**Instructions to follow**
The data must be copied over exactly and in full.
▶
PR #11, opened 2020-11-19
CARLA scenarios

joel-mb:
This PR is meant to improve different aspects of Scenic regarding its utilization with CARLA. The following changes have been made:

- Sync mode and actor destruction
- Increased **compatibility to CARLA 0.9.10.1**
- Implementation of the 10 **CARLA challenge scenarios**, as well as improvement of the already implemented ones
- Extended the **prop library** and changed them to lists to ensure determinism
- CarlaActors now have **elevation** and **physics** attributes, and vehicles **autopilot**
- Added some utility functions related to **traffic lights**. 
- Changes to pedestrian's **setWalkingDirection**
- Fixed bug at **SetHandBrakeAction**
- Added **missing utils import**

---

### Sync mode and actor destruction

Currently, while the CARLA simulation is set to sync mode at the CarlaSimulator class, this is overwritten when the map is reloaded, causing the simulation to go back to async mode. Therefore, this reloading has been removed.

This pointed to another issue related to the destruction of actors, which is non-existent. Before, the actors where automatically being destroyed by the reloading of the map, but now this is no longer the case (it is also important to note that the way it was done before was wrong, as actors such as sensors weren't being destroyed at all). The pipeline has been changed to accommodate destruction function at both the simulator and simulation. For example, in the case of CARLA, the simulation destruction handles all actor destructions whereas the simulator one resets the simulation back to async mode.

---

### Upgraded compatibility to CARLA 0.9.10

**set_velocity** calls have been replaced with **set_target_velocity** to accommodate the PythonAPI changes in CARLA 0.9.10. This is also the case for its angular counterparts

---

### CARLA challenge scenarios
Added and improved all CARLA challenge scenarios. A complete list of the scenarios can be found [here](https://leaderboard.carla.org/scenarios/)

---

### CARLA blueprints
Added more CARLA blueprints to the scenic library. A complete list of the CARLA blueprints can be found [here](https://carla.readthedocs.io/en/latest/bp_library/)
Props added: `Debris`, `VendingMachine`, `Chair`, `BusStop`, `Advertisement`, `Garbage`, `Container`, `Table`, `Barrier`, `PlantPot`, `Mailbox`, `Gnome`, `CreasedBox`, `Case`, `Box`, `Bench`, `Barrel`, `ATM`, `Kiosk`, `IronPlate`, `TrafficWarning`. 

Additionally, the library has been changed to lists, to ensure the determinism of the chosen blueprints

---

### Added *elevation* and *physics* and *autopilot*

Two new attributes have been added to the CarlaActor. On one hand, *physics* now lets the user spawn an actor with or without physics. On the other hand, the fixed spawning height of 0.5m has been replaced by the *elevation* attribute. As before, by default all vehicles are spawned at 0.5m above the road, and all props at 0m.

Additionally, added the *autopilot* attribute to *Vehicle*, that allows it activate CARLA's autopilot (Traffic Manager). An example of how to create some background activity for a simulation is available at *examples/carla/backgroundActivity.scenic*

---

### Traffic Light Actions

Some utility function have been added to CARLA's *model.scenic* file:
- freezeTrafficLights: freezes all traffic lights in the town
- unfreezeTrafficLights: unfreezes all traffic lights in the town
- withinDistanceToRedYellowTrafficLight: returns a boolean with wheather or not a vehicle is near a red / yellow traffic light
- withinDistanceToTrafficLight: returns a boolean with wheather or not a vehicle is near a traffic light
- getClosestTrafficLightStatus: returns the status of the closest traffic light to a vehicle
- setClosestTrafficLightStatus: changes the status of the closest traffic light to a vehicle to the desired one

Added a scenario example at *examples/carla/trafficLights.scenic*

---

### Walker walking direction action

Pedestrian's *setWalkingDirection* functions has been modifed in order to take a relative direction with respect to the walker, not an absolute one

---

### Fixed handbrake action bug
Corrected parameter name in the *SetHandBrakeAction*.

---

### Added missing utils import
Added missing import in *src/scenic/simulators/carla/model.scenic*

### DIFF
--- a/examples/carla/Carla_Challenge/carlaChallenge1.scenic
+++ b/examples/carla/Carla_Challenge/carlaChallenge1.scenic
@@ -35,5 +35,5 @@ debris1 = Debris following roadDirection for Range(10, 20)
 debris2 = Debris following roadDirection from debris1 for Range(5, 10)
 debris3 = Debris following roadDirection from debris2 for Range(5, 10)
 
-require (distance from ego to intersection) > 50
+require (distance to intersection) > 50
 terminate when (distance from debris3 to ego) > 10 and (distance to start) > 50
--- a/examples/carla/Carla_Challenge/carlaChallenge1.scenic
+++ b/examples/carla/Carla_Challenge/carlaChallenge1.scenic
@@ -8,7 +8,7 @@ its original lane.
 ## SET MAP AND MODEL (i.e. definitions of all referenceable vehicle types, road library, etc)
 param map = localPath('../../../tests/formats/opendrive/maps/CARLA/Town01.xodr')  # or other CARLA map that definitely works
 param carla_map = 'Town01'
-model scenic.domains.driving.model
+model scenic.simulators.carla.model
 
 ## CONSTANTS
 EGO_MODEL = "vehicle.lincoln.mkz2017"
--- a/examples/carla/Carla_Challenge/carlaChallenge1.scenic
+++ b/examples/carla/Carla_Challenge/carlaChallenge1.scenic
@@ -1,0 +1,39 @@
+""" Scenario Description
+Traffic Scenario 01.
+Control loss without previous action.
+The ego-vehicle loses control due to bad conditions on the road and it must recover, coming back to
+its original lane.
+"""
+
+## SET MAP AND MODEL (i.e. definitions of all referenceable vehicle types, road library, etc)
+param map = localPath('../../../tests/formats/opendrive/maps/CARLA/Town01.xodr')  # or other CARLA map that definitely works
+param carla_map = 'Town01'
+model scenic.domains.driving.model
+
+## CONSTANTS
+EGO_MODEL = "vehicle.lincoln.mkz2017"
+EGO_SPEED = 10
+
+## DEFINING BEHAVIORS
+# EGO BEHAVIOR: Follow lane, and brake after passing a threshold distance to the leading car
◀
**Solution to this problem**
PR #11, opened 2020-11-19
CARLA scenarios

joel-mb:
This PR is meant to improve different aspects of Scenic regarding its utilization with CARLA. The following changes have been made:

- Sync mode and actor destruction
- Increased **compatibility to CARLA 0.9.10.1**
- Implementation of the 10 **CARLA challenge scenarios**, as well as improvement of the already implemented ones
- Extended the **prop library** and changed them to lists to ensure determinism
- CarlaActors now have **elevation** and **physics** attributes, and vehicles **autopilot**
- Added some utility functions related to **traffic lights**. 
- Changes to pedestrian's **setWalkingDirection**
- Fixed bug at **SetHandBrakeAction**
- Added **missing utils import**

---

### Sync mode and actor destruction

Currently, while the CARLA simulation is set to sync mode at the CarlaSimulator class, this is overwritten when the map is reloaded, causing the simulation to go back to async mode. Therefore, this reloading has been removed.

This pointed to another issue related to the destruction of actors, which is non-existent. Before, the actors where automatically being destroyed by the reloading of the map, but now this is no longer the case (it is also important to note that the way it was done before was wrong, as actors such as sensors weren't being destroyed at all). The pipeline has been changed to accommodate destruction function at both the simulator and simulation. For example, in the case of CARLA, the simulation destruction handles all actor destructions whereas the simulator one resets the simulation back to async mode.

---

### Upgraded compatibility to CARLA 0.9.10

**set_velocity** calls have been replaced with **set_target_velocity** to accommodate the PythonAPI changes in CARLA 0.9.10. This is also the case for its angular counterparts

---

### CARLA challenge scenarios
Added and improved all CARLA challenge scenarios. A complete list of the scenarios can be found [here](https://leaderboard.carla.org/scenarios/)

---

### CARLA blueprints
Added more CARLA blueprints to the scenic library. A complete list of the CARLA blueprints can be found [here](https://carla.readthedocs.io/en/latest/bp_library/)
Props added: `Debris`, `VendingMachine`, `Chair`, `BusStop`, `Advertisement`, `Garbage`, `Container`, `Table`, `Barrier`, `PlantPot`, `Mailbox`, `Gnome`, `CreasedBox`, `Case`, `Box`, `Bench`, `Barrel`, `ATM`, `Kiosk`, `IronPlate`, `TrafficWarning`. 

Additionally, the library has been changed to lists, to ensure the determinism of the chosen blueprints

---

### Added *elevation* and *physics* and *autopilot*

Two new attributes have been added to the CarlaActor. On one hand, *physics* now lets the user spawn an actor with or without physics. On the other hand, the fixed spawning height of 0.5m has been replaced by the *elevation* attribute. As before, by default all vehicles are spawned at 0.5m above the road, and all props at 0m.

Additionally, added the *autopilot* attribute to *Vehicle*, that allows it activate CARLA's autopilot (Traffic Manager). An example of how to create some background activity for a simulation is available at *examples/carla/backgroundActivity.scenic*

---

### Traffic Light Actions

Some utility function have been added to CARLA's *model.scenic* file:
- freezeTrafficLights: freezes all traffic lights in the town
- unfreezeTrafficLights: unfreezes all traffic lights in the town
- withinDistanceToRedYellowTrafficLight: returns a boolean with wheather or not a vehicle is near a red / yellow traffic light
- withinDistanceToTrafficLight: returns a boolean with wheather or not a vehicle is near a traffic light
- getClosestTrafficLightStatus: returns the status of the closest traffic light to a vehicle
- setClosestTrafficLightStatus: changes the status of the closest traffic light to a vehicle to the desired one

Added a scenario example at *examples/carla/trafficLights.scenic*

---

### Walker walking direction action

Pedestrian's *setWalkingDirection* functions has been modifed in order to take a relative direction with respect to the walker, not an absolute one

---

### Fixed handbrake action bug
Corrected parameter name in the *SetHandBrakeAction*.

---

### Added missing utils import
Added missing import in *src/scenic/simulators/carla/model.scenic*

### DIFF
--- a/examples/carla/Carla_Challenge/carlaChallenge1.scenic
+++ b/examples/carla/Carla_Challenge/carlaChallenge1.scenic
@@ -35,5 +35,5 @@ debris1 = Debris following roadDirection for Range(10, 20)
 debris2 = Debris following roadDirection from debris1 for Range(5, 10)
 debris3 = Debris following roadDirection from debris2 for Range(5, 10)
 
-require (distance from ego to intersection) > 50
+require (distance to intersection) > 50
 terminate when (distance from debris3 to ego) > 10 and (distance to start) > 50
--- a/examples/carla/Carla_Challenge/carlaChallenge1.scenic
+++ b/examples/carla/Carla_Challenge/carlaChallenge1.scenic
@@ -8,7 +8,7 @@ its original lane.
 ## SET MAP AND MODEL (i.e. definitions of all referenceable vehicle types, road library, etc)
 param map = localPath('../../../tests/formats/opendrive/maps/CARLA/Town01.xodr')  # or other CARLA map that definitely works
 param carla_map = 'Town01'
-model scenic.domains.driving.model
+model scenic.simulators.carla.model
 
 ## CONSTANTS
 EGO_MODEL = "vehicle.lincoln.mkz2017"
--- a/examples/carla/Carla_Challenge/carlaChallenge1.scenic
+++ b/examples/carla/Carla_Challenge/carlaChallenge1.scenic
@@ -1,0 +1,39 @@
+""" Scenario Description
+Traffic Scenario 01.
+Control loss without previous action.
+The ego-vehicle loses control due to bad conditions on the road and it must recover, coming back to
+its original lane.
+"""
+
+## SET MAP AND MODEL (i.e. definitions of all referenceable vehicle types, road library, etc)
+param map = localPath('../../../tests/formats/opendrive/maps/CARLA/Town01.xodr')  # or other CARLA map that definitely works
+param carla_map = 'Town01'
+model scenic.domains.driving.model
+
+## CONSTANTS
+EGO_MODEL = "vehicle.lincoln.mkz2017"
+EGO_SPEED = 10
+
+## DEFINING BEHAVIORS
+# EGO BEHAVIOR: Follow lane, and brake after passing a threshold distance to the leading car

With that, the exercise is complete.